Eu NÃO colei durante minha graduação inteira! Na verdade não lembro sequer de quando colei (a primeira coisa que me vem à memória é um teste de inglês na quinta série...como se escreve feliz natal em inglês mesmo?). Primeiro porque não achava justo comigo mesmo (realmente eu quero aprender e testar o que aprendi!) e nem com meus professores, segundo porque não confiava nos meus colegas de classe.

Foram inúmeras as vezes em que recebi propostas para fazer trabalhos e provas, individuais ou em grupo, para alunos que na maioria das vezes nem eram do meu curso. Já fiz até dezenas (bem provável que seja mais de uma centena) de testes online em disciplinas que disponibilizavam essa ferramenta. Quem está errado? O aluno que por incompetência, falta de confiancia em si mesmo, desespero por nota ou pura vadiagem procura e paga por esse tipo de serviço ou o aluno que por esperteza, pena ou necessidades financeiras aproveita a situação para ganhar uns trocados? Essa é uma possível justificativa para a ausência de correlação entre as notas dos testes e provas, mas existem outras fáceis de imaginar.

Uma pergunta maldosa, com um sentido bem amplo e várias interpretações, mas bem realista: não é desvantajoso ser um altruísta no meio de egoístas? É olho por olho e dente por dente! E é cobra comendo cobra! Lamentável mas real! Não estou e nem quero fazer apologia ao comportamento egoísta, só estou naturalizando um comportamento. Até porque, aplicando no caso que estamos discutindo, o comportamento egoísta seria falsamente vantajoso, de curta duração e causaria dependência.

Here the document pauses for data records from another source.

Issue #6893, opened 2024-02-16
Incorrect language strings for Razor Language Server Trace configuration


rsandbach:
When #6770 was merged, the translation files may have been overlooked. The `Shared` output in vscode is reporting:

```
0000-00-00 00:00:00.000 [warning] [csharp]: Couldn't find message for key configuration.razor.server.trace.
```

Eu (e outras pessoas com as quais tive a oportunidade de conversar sobre o assunto) percebi uma mudança muito grande no conjunto de alunos que ingressavam ano após ano e compunham o corpo discente da UFV. Cada vez mais gente com menos preparação para aproveitar a universidade e menos interesse na própria formação. Na minha opinião, o que está acontecendo com a UFV e, com certeza, com outras universidades tão bem conceituadas, ou não, é um reflexo da política "universidade para todos". São mais vagas, mais cursos, provas cada vez menos seletivas, ponto de corte cada vez mais baixo, mais cotas, mais bolsas para universidades particulares. Eu nunca achei que a universidade deveria ser para todos.

No momento não consigo pensar numa solução para o problema. Deve ser por isso que a educação no Brasil é tão engessada. Vários devem ter tentado mudar o sistema, mas sem êxito. Talvez sejamos mesmo naturalmente malandros, só faltam boas oportunidades para que alguns exteriorizem esse comportamento. É como você mesma diz: para conhecer uma pessoa basta dar um pouquinho de poder para ela.